Analyzing fault aware collective performance in a process fault tolerant MPI

  • Authors:
  • Joshua Hursey;Richard L. Graham

  • Affiliations:
  • Oak Ridge National Laboratory, Oak Ridge, TN 37831, USA;Oak Ridge National Laboratory, Oak Ridge, TN 37831, USA

  • Venue:
  • Parallel Computing
  • Year:
  • 2012

Quantified Score

Hi-index 0.00

Visualization

Abstract

Application developers are investigating Algorithm Based Fault Tolerance (ABFT) techniques to improve the efficiency of application recovery beyond what traditional techniques alone can provide. Applications will depend on libraries to sustain failure-free performance across process failure to continue to use High Performance Computing (HPC) systems efficiently even in the presence of process failure. Optimized Message Passing Interface (MPI) collective operations are a critical component of many scalable HPC applications.
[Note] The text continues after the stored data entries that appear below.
PR #4585, opened 2026-08-13
Bug #75975, dispatch a real "loaded" DOM event from every Embed*Component

Zxm-happy:
## Summary
- Companion fix to wiz's bug-75975 (portal PR #1577): every `<inetsoft-chart>`/`<inetsoft-crosstab>`/`<inetsoft-table>`/`<inetsoft-gauge>`/`<inetsoft-text>`/`<inetsoft-image>` custom element gave a plain custom-element consumer (e.g. wiz's chat card) no DOM event for "I have actually finished rendering" — only a fixed client-side timeout to fall back on. That made every embed mount/refresh look exactly as slow as the consumer's timeout, regardless of how fast the underlying render actually was.
- Adds a genuine per-type "rendered" signal and dispatches it as `CustomEvent("loaded", {bubbles: true, composed: true})` on each `Embed*Component`'s own host element, reusing the same manual-dispatch pattern already used for `"wizfullscreen"`:
  - **Chart**: `VSChart` gets a new `onChartLoaded` `@Output`, emitted from the existing `clearChartLoading()` — the same "tiles have settled" signal that already drives this component's own `chartLoading`/`chartLoadingIcon` state (retries, no-data, and its own internal timeout fallback are already handled there).
  - **Gauge/Image**: `AbstractImageComponent`'s existing `loaded(success)` callback (already wired to the underlying ``'s `load`/`error`) now also emits a new `onLoad` `@Output`.
  - **Crosstab/Table/Text**: no async per-tile loading of their own — content is plain DOM rendered synchronously from the model by Angular change detection — so the embed wrapper dispatches `"loaded"` right after applying an Add/RefreshVSObjectCommand's `detectChanges()`.
- Deliberately does **not** reuse `AbstractVSObject`'s existing `onLoadingStateChanged`: tracing `AssemblyLoadingCommand`/`ClearAssemblyLoadingCommand` into `CoreLifecycleService` shows that pair only brackets server-side model recomputation, well before the browser even requests a chart's tile images — wiring it through would trade "signals too late" for "signals too early".

## Test plan
- [x] New/extended unit tests: `vs-chart.component.spec.ts` (`onChartLoaded` fires on the loading→not-loading transition, not on a no-op call), `vs-gauge.component.spec.ts` (`onLoad` emits the load outcome), `embed-table.component.spec.ts` (host dispatch + wiring through `processAddVSObjectCommand`/`processRefreshVSObjectCommand`, including the "wrong assembly name" no-op case).
- [x] `ng test portal` (full suite): 195 files / 1018 tests passing.
- [x] `ng run portal:test-tl` (large-test suite): 403 files / 8165 tests, 3 pre-existing failures unrelated to any file touched here (composer-selection-container-children, datasources-datasource-editor — Angular TestBed module-compile ordering / a timeout, reproducible on this branch's base commit too).
- [ ] Manual verification against a real embed page once this lands, alongside the wiz-side consumer switching over to this event.

### DIFF
--- a/web/projects/portal/src/app/embed/chart/embed-chart.component.html
+++ b/web/projects/portal/src/app/embed/chart/embed-chart.component.html
@@ -28,7 +28,8 @@
       [appSize]="appSize"
       [container]="viewerRoot"
       [variableValues]="variableValuesFunction"
-      (contextmenu)="onOpenContextMenu($event)">
+      (contextmenu)="onOpenContextMenu($event)"
+      (onChartLoaded)="dispatchLoaded()">
     </vs-chart>
   }
   @if (showError) {
--- a/web/projects/portal/src/app/embed/chart/embed-chart.component.ts
+++ b/web/projects/portal/src/app/embed/chart/embed-chart.component.ts
@@ -280,6 +280,17 @@ export class EmbedChartComponent extends CommandProcessor implements OnInit, OnD
       );
    }
 
+   /**
+    * Dispatches a plain DOM CustomEvent on this component's own host element once the wrapped
+    * <vs-chart> reports it has actually finished rendering (see VSChart.onChartLoaded) - so a
+    * consumer embedding <inetsoft-chart> as a plain custom element (no Angular APIs available)
+    * can learn when the chart is done instead of guessing from unrelated DOM signals or a fixed
+    * timeout. See toggleWizFullscreen() above for the same host-dispatch pattern.
+    */
+   dispatchLoaded(): void {
+      this.elementRef.nativeElement.dispatchEvent(new CustomEvent("loaded", { bubbles: true, composed: true }));
+   }
+
    ngOnDestroy() {
       this.dialogService.ngOnDestroy();
       this.clearServerUpdateInterval();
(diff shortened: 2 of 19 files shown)


Zxm-happy:
Fixed the correctness bug flagged in review: **\`VSImage\` bypassed \`AbstractImageComponent.loaded()\`**, so \`<inetsoft-image>\` never actually dispatched \`"loaded"\` — the exact gap the review called out (this PR's summary claims image is fixed, but wasn't).

- \`onImageLoad()\`/\`finishLoad()\` in \`vs-image.component.ts\` managed \`this.loading\` directly instead of going through the base class. \`finishLoad(success = true)\` now emits \`this.onLoad.emit(success)\` itself; the \`\`'s \`(error)\` binding now passes \`finishLoad(false)\` explicitly. All pre-existing no-arg call sites (the tiled-image immediate-completion paths in \`ngOnInit\`/\`modelChanged\`, and \`onImageLoad()\`'s own success path) keep their exact prior behavior via the default parameter.
- Added \`onLoad\` coverage to \`vs-image.component.display.tl.spec.ts\`'s existing "Group 6 — finishLoad" block (both the default-success and explicit-failure cases).
- Also added the \`embed-crosstab.component.spec.ts\` / \`embed-text.component.spec.ts\` symmetry coverage the review noted as a non-blocking gap (mirrors \`embed-table.component.spec.ts\`'s existing \`dispatchLoaded\`/wrong-assembly tests).

Verified: \`ng test portal\` (full suite) 197 files / 1026 tests passing; \`ng run portal:test-tl --include="**/vs-image.component.*.spec.ts"\` 52/52 passing.

fredaan (approved):

PR #4587, opened 2026-08-13
Stop a null property value reading as "no such property"

jshobe-inetsoft:
`get_property` returned `currentValue: null` and `recognized: false` both for a real property nobody has set and for a name that does not exist. The two responses were byte-identical, and the only evidence a bare `SreeEnv` property exists is a read site in Java source, which the server cannot consult.

## How it surfaced

An agent configuring OIDC SSO from scratch, running with only the admin-chat plugin's tools, probed several `openid.*` names. Every one was unset, so every probe returned null. It concluded StyleBI's SSO settings *"are stored in a separate structured settings object, not in the flat sree.properties-style store admin-chat manages"* and abandoned the task, emitting hand-entry instructions instead. They are ordinary `SreeEnv` properties.

Its caution was correct — it refused to guess names into `preview_changes`, since a wrong key writes an inert property while reporting success — but the tool gave it nothing to confirm a name against.

## The change

`PropertyView` gains `exists`, plus `guidance` when it is unknown:

| | |
|---|---|
| `confirmed` | catalogued, or holds a value — proof by demonstration, and covers anything declared in `defaults.properties` since the defaults chain resolves through `getProperty` |
| `unknown` | uncatalogued **and** unset — genuinely indistinguishable from a name that does not exist, so the response says so rather than letting the caller infer |

It also stops `isSecret` manufacturing evidence. That branch is reached on a name match alone, so an invented name ending `.key` came back *"Value withheld: secret properties are not exposed through admin-chat"* — asserting a secret existed to withhold, out of a string suffix. It now states the rule without claiming a value is there.

The secret path still never reads `SreeEnv` at all. An earlier draft determined existence by reading the value and discarding it, which broke the test asserting exactly that; existence is a signal the catalog supplies properly, and buying it by reading the password-encryption master key is the wrong trade. A secret therefore reports `unknown` unless catalogued, which is honest.

## Verification

Tests 9 → 14, including the `openid.client.id` / `openid.completely.made.up.key` pair that produced the wrong conclusion. Full `admin.ai` suite (129 tests) green.

Verified live against a running server: `openid.client.id` now returns `exists: "unknown"` with guidance, and re-running the same agent task produced a correct seven-property plan instead of abandoning it.

Paired with inetsoft-technology/stylebi-wiz#PENDING, which teaches the model how to read the field.

### DIFF
--- a/core/src/main/java/inetsoft/web/admin/ai/AdminPropertiesController.java
+++ b/core/src/main/java/inetsoft/web/admin/ai/AdminPropertiesController.java
@@ -105,21 +105,35 @@ public class AdminPropertiesController {
    private PropertyView view(AdminPropertyName name, CatalogEntry entry) {
       AdminRiskClassifier.RiskClassification risk = classifier.classify(name);
       String description = entry == null ? null : entry.description();
-      String current;
+      boolean secret = AdminPropertyCatalog.isSecret(name.baseName());
+      // A secret's value is not read AT ALL, not merely omitted from the response - see the test
+      // that asserts SreeEnv is never called for one. Determining existence by reading it would
+      // trade that invariant for a signal the catalog supplies properly, so the secret path stays
+      // blind and reports what it actually knows.
+      //
+      // orgScope=false so the value shown is the one an apply would actually change.
+      String stored = secret ? null : SreeEnv.getProperty(name.key(), false, false);
 
       // Secret properties (e.g. password.encryption.key) are still LISTED - an operator
       // legitimately needs to know the property exists - but the value is withheld rather than
       // forwarded to the model provider that this endpoint's caller relays responses through. Not
       // a 403: the same operator role can already read this unmasked via PropertiesController, so
       // refusing to even acknowledge the property's existence would just be confusing.
-      if(AdminPropertyCatalog.isSecret(name.baseName())) {
-         current = null;
-         description = "Value withheld: secret properties are not exposed through admin-chat.";
+      //
+      // The old phrasing said "Value withheld", which asserts there is a value to withhold. This
+      // branch is reached on nothing more than a name match, so an invented name ending .key came
+      // back claiming a secret had been withheld - manufacturing evidence that the property exists
+      // out of a string suffix.
+      if(secret) {
+         description = "Secret property: admin-chat can neither read nor change it. Its value is "
+            + "not read here at all, so this says nothing about whether one is set.";
       }
-      else {
-         // orgScope=false so the value shown is the one an apply would actually change.
-         current = SreeEnv.getProperty(name.key(), false, false);
-      }
+
+      // A catalogued name is authoritative; a stored value is proof by demonstration, and covers
+      // anything declared in defaults.properties, since the defaults chain resolves through
+      // getProperty. Neither means the server cannot say whether the name is real - which is
+      // always the case for a secret, since this path deliberately never looks.
+      boolean confirmed = entry != null || stored != null;
 
       return new PropertyView(name.key(),
          entry == null ? List.of() : (entry.aliases() == null ? List.of() : entry.aliases()),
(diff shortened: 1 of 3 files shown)


jshobe-inetsoft:
Addressed the nit in e691b4aad — it's the same defect the PR exists to fix, so it belonged here rather than in a follow-up.

Removing `"Value withheld"` stopped the response asserting a *value* was there, but the replacement still opened `"Secret property: ..."`, which asserts the *category* from a string-suffix match. As you say, a caller who stops at the colon reads that as confirmation the property exists — the very inference `exists` was added to prevent. Fixing one half and leaving the other was inconsistent.

New wording:

> This name matches admin-chat's secret pattern, so its value is neither read nor changed here - not even read to test whether one is present, so this says nothing about whether the property exists or is set.

It holds for a real secret too: `password.encryption.key` genuinely does match the pattern, and the sentence is no weaker for it.

The test now pins both halves — the description must not open by asserting the category, and must refer to the name. 14 tests still green.

jkidacki-inetsoft (approved):

jshobe-inetsoft (commented):
## Code Review: PR #4587 — Stop a null property value reading as "no such property"

### Summary
This PR adds an `exists` (`confirmed`/`unknown`) field plus conditional `guidance` text to `PropertyView`, so the admin-chat property-discovery endpoint can distinguish "real property, currently unset" from "name doesn't exist" — two cases that previously both serialized as `currentValue: null`. It also fixes the secret-property description so it no longer asserts a value exists ("Value withheld...") purely from a name-suffix match.

### Correctness & completeness
- The `confirmed` logic (`entry != null || stored != null`) correctly covers both catalogued-but-unset and uncatalogued-but-has-a-stored-value (e.g. `defaults.properties`-backed) cases.
- Secret-pattern names are deliberately never read via `SreeEnv`, preserving the existing invariant (still covered by `sreeEnv.verify(..., never())`), and now correctly report `unknown` unless catalogued — avoiding the old bug where an invented name ending in `.key` was reported as an existing, withheld secret.
- Verified there are no other call sites of the `PropertyView` record constructor in the codebase, so widening it from 11 to 13 components doesn't break any other compilation unit.
- The new JSON fields are purely additive on a REST response (`/api/wiz/v1/admin/properties[/…]`) — backward compatible for any consumer that ignores unknown fields.

### Tests
- Five new unit tests directly pin the regression (`openid.client.id`), the invented-secret-name case, the catalogued-but-unset case, the uncatalogued-with-value case, and that a real-unset vs. invented-unset property are indistinguishable except by identical guidance text. This is good, targeted coverage of exactly the ambiguity the PR is fixing.
- Existing tests (secret withholding, alias resolution, org-scoped lookup, permission checks) are unaffected by the field reordering/addition.

### Minor / non-blocking notes
- The guidance text references `search_product_docs` (an external tool name) — that contract lives outside this repo (per the PR description, paired with a `stylebi-wiz` change), so it can't be verified from this codebase alone. Worth double-checking the tool name/corpus argument matches what the companion change actually registers.
- The in-method comments are quite long (multi-paragraph) relative to typical Java style, but this matches the pre-existing narrative comment style already used elsewhere in this file and in `AdminPropertyCatalog`, so it's consistent rather than a new deviation.

### Security
No concerns. The change strictly narrows what can be inferred from a response (removing a case where the server implicitly asserted a secret's existence) and does not add any new read of secret values — the secret path is explicitly verified to never call `SreeEnv.getProperty`.

None found. No other production code references `PropertyView`'s constructor, and the API change is additive only.

### Verdict
No blocking issues found. All CI checks (build, Semgrep, Semgrep OSS, claude-review, CLA) are green, the PR has already been approved (by @jkidacki-inetsoft) and merged, and no merge conflicts are outstanding. **This would be an approval** — posted as a comment rather than a formal review approval because GitHub does not allow approving one's own pull request (this account is the PR author).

However, most of the collective algorithms are not able to handle process failure. Next generation MPI implementations must provide fault aware versions of such algorithms that can sustain performance across process failure. This paper discusses the design and implementation of fault aware collective algorithms for tree structured communication patterns. The three design approaches of rerouting, lookup avoiding and rebalancing are described, and analyzed for their performance impact relative to similar fault unaware barrier and broadcast collective algorithms. The analysis shows that the rerouting approach causes a significant performance degradation while the rebalancing approach can bring the performance within 1% of the fault unaware performance. This paper also presents the impact of the run-through stabilization prototype on point-to-point communication, and analyzes the time to rebalance the tree while accounting for process failures.